Natürlich kann eine solche Alltagsbeobachtung nur ein einzelner Bestandteil einer wissenschaftlichen Untersuchung sein. „Hier spielen einzelne Beobachtungen, die wir subjektiv wahrgenommen haben, auch eine Rolle“, räumt Claudia Schulz ein, eine der vier Studierenden. Bestimmt wurden im Vorfeld vergleichbare Parameter. So fokussierte sich das Kleeblatt jeweils auf einen Beobachtungszeitraum von einer Stunde pro Betrieb, und zwar in den jeweiligen Stoßzeiten. „Die Imbisse haben wir zur Mittagszeit beobachtet, die Cafés am Nachmittag“, erläutert Lisa Burgstaller. Jeweils ein Befragungstandem aus zwei Personen war unterwegs. So sollte möglichst große Objektivität garantiert werden, da die Beobachtungen gegenseitig überprüft werden konnten.
Mehr Mehrweg in Tübingen
Hervorstechendes Ergebnis: Tatsächlich haben in Tübingen signifikant mehr Personen Mehrweg-Verpackungen genutzt als in Esslingen. Allerdings bleibt zu berücksichtigen, dass sich die extrem von Studierenden geprägte Einwohnerschaft in Tübingen generell ökologischer verhalten könnte als die Esslinger Bürgerschaft.
Anders als zu Beginn vermutet, hatte weder das Alter noch das Geschlecht einen erkennbaren Einfluss auf nachhaltiges Verhalten. „Ursprünglich lautete die Hypothese, dass junge Erwachsene ein höheres Bewusstsein für Nachhaltigkeitsprobleme haben“, erläutert Jasmina David. Ebenso gibt es Studien, die nahelegen, dass Frauen generell eher zu nachhaltigem Verhalten neigten als Männer. Beides konnte vor Ort nicht bestätigt werden. Eher lässt sich vom Tübinger Beispiel ableiten, dass die Steuer unabhängig von Alter und Geschlecht gewisse Erfolge erzielte.
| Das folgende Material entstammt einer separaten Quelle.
PR #200, opened 2019-07-24
feat(scan): scan for more virtual services to mutate

### LINKED ISSUE #138: Locate all references to a host/virtual service to setup the new route
Currently, we only support to manipulate the direct virtual service that is named as the "dc derived host".

As a first step, we should locate all virtual services that contain a reference to the "dc derived host".

E.g. a Gateway connected VirtualService that refer to our target dc "productpage"

```yaml
apiVersion: networking.istio.io/v1alpha3
kind: VirtualService
metadata:
  name: bookinfo
spec:
  hosts:
  - "*"
  gateways:
  - bookinfo-gateway
  http:
  - match:
    - uri:
        exact: /productpage
    - uri:
        exact: /login
    - uri:
        exact: /logout
    - uri:
        prefix: /api/v1/products
    route:
    - destination:
        host: productpage
        port:
          number: 9080
```
'match' need to be cloned and restricted with the given header set and
'destination' needs to be updated to point to the manipulated subset

aslakknutsen:
fixes #138

### DIFF
--- a/pkg/istio/virtualservice.go
+++ b/pkg/istio/virtualservice.go
@@ -37,8 +37,8 @@ func VirtualServiceMutator(ctx model.SessionContext, ref *model.Ref) error { //n
 		return err
 	}
 
-	for _, vs := range vss.Items {
-		if !mutationRequired(&vs, targetHost, targetVersion) {
+	for _, vs := range vss.Items { //nolint[:rangeValCopy]
+		if !mutationRequired(vs, targetHost, targetVersion) {
 			continue
 		}
 		ctx.Log.Info("Found VirtualService", "name", targetHost)
@@ -189,7 +189,7 @@ func getVirtualServices(ctx model.SessionContext, namespace string) (*istionetwo
 	return &virtualServices, err
 }
 
-func mutationRequired(vs *istionetwork.VirtualService, targetHost, targetVersion string) bool {
+func mutationRequired(vs istionetwork.VirtualService, targetHost, targetVersion string) bool { //nolint[:hugeParam]
 	for _, http := range vs.Spec.Http {
 		for _, route := range http.Route {
 			if route.Destination != nil && route.Destination.Host == targetHost {
--- a/pkg/istio/virtualservice.go
+++ b/pkg/istio/virtualservice.go
@@ -7,6 +7,7 @@ import (
 	"github.com/maistra/istio-workspace/pkg/model"
 
 	istionetwork "istio.io/api/pkg/kube/apis/networking/v1alpha3"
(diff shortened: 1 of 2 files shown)


pkg/istio/virtualservice.go
```diff
@@ -26,28 +27,34 @@ func VirtualServiceMutator(ctx model.SessionContext, ref *model.Ref) error { //n
...
 		return err
 	}
 
-	ctx.Log.Info("Found VirtualService", "name", targetName)
-	mutatedVs, err := mutateVirtualService(ctx, ref.Target.GetNewVersion(ctx.Name), *vs)
-	if err != nil {
-		ref.AddResourceStatus(model.ResourceStatus{Kind: VirtualServiceKind, Name: targetName, Action: model.ActionFailed})
-		return err
-	}
+	for _, vs := range vss.Items {
```
golangcibot: rangeValCopy: each iteration copies 388 bytes (consider pointers or indexing) (from `gocritic`)

pkg/istio/virtualservice.go
```diff
@@ -26,28 +27,34 @@ func VirtualServiceMutator(ctx model.SessionContext, ref *model.Ref) error { //n
...
+		if !mutationRequired(&vs, targetHost, targetVersion) {
```
golangcibot: Using a reference for the variable on range scope `vs` (from `scopelint`)

bartoszmajsak:
@aslakknutsen what keeps this PR in draft? Can you highlight missing bits so it would be easier for me to get the full picture?

aslakknutsen:
Ah yeah, should have noted that.

I believe it will clash when https://github.com/Maistra/istio-workspace/pull/154 is merged. You can review the content of this, but it needs a few adjustments when the other is merged. This was set to draft just to ensure order :)

pkg/istio/virtualservice_test.go
```diff
@@ -6,6 +6,7 @@ import (
 	. "github.com/onsi/ginkgo"
 	. "github.com/onsi/gomega"
 
+	"istio.io/api/networking/v1alpha3"
```
golangcibot: other declaration of v1alpha3 (from `typecheck`)

pkg/istio/virtualservice_test.go
```diff
@@ -194,6 +195,51 @@ var _ = Describe("Operations for istio VirtualService kind", func() {
 			})
 		})
 	})
+
+	Context("required", func() {
+		BeforeEach(func() {
+			virtualService = istionetwork.VirtualService{
```
golangcibot: undeclared name: `virtualService` (from `typecheck`)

„Ergänzend haben wir auch Ladenbesitzer vor Ort befragt, um ein Gesamtbild der Meinungen über Wirkung und Akzeptanz der Verpackungssteuer zu erzielen“, sagt David Strifler. Die Gespräche wurden ohne Antwortvorgaben geführt. Die Befragung ergab speziell in Tübingens Imbissen eher Frustration aufgrund der Steuer. Vor allem deshalb, weil die Kundschaft offenbar ihren Unmut an den Verkäufern ausließen und nicht die Stadt als Initiatorin der Steuer erkannte. In den Cafés fiel die Zustimmung größer aus. Speziell das Recup-System für Kaffeebecher wurde als alltagstauglich bewertet. Zwar müssten die Becher gespült werden, was jedoch dank der Industriespülmaschinen ein vertretbarer Aufwand sei.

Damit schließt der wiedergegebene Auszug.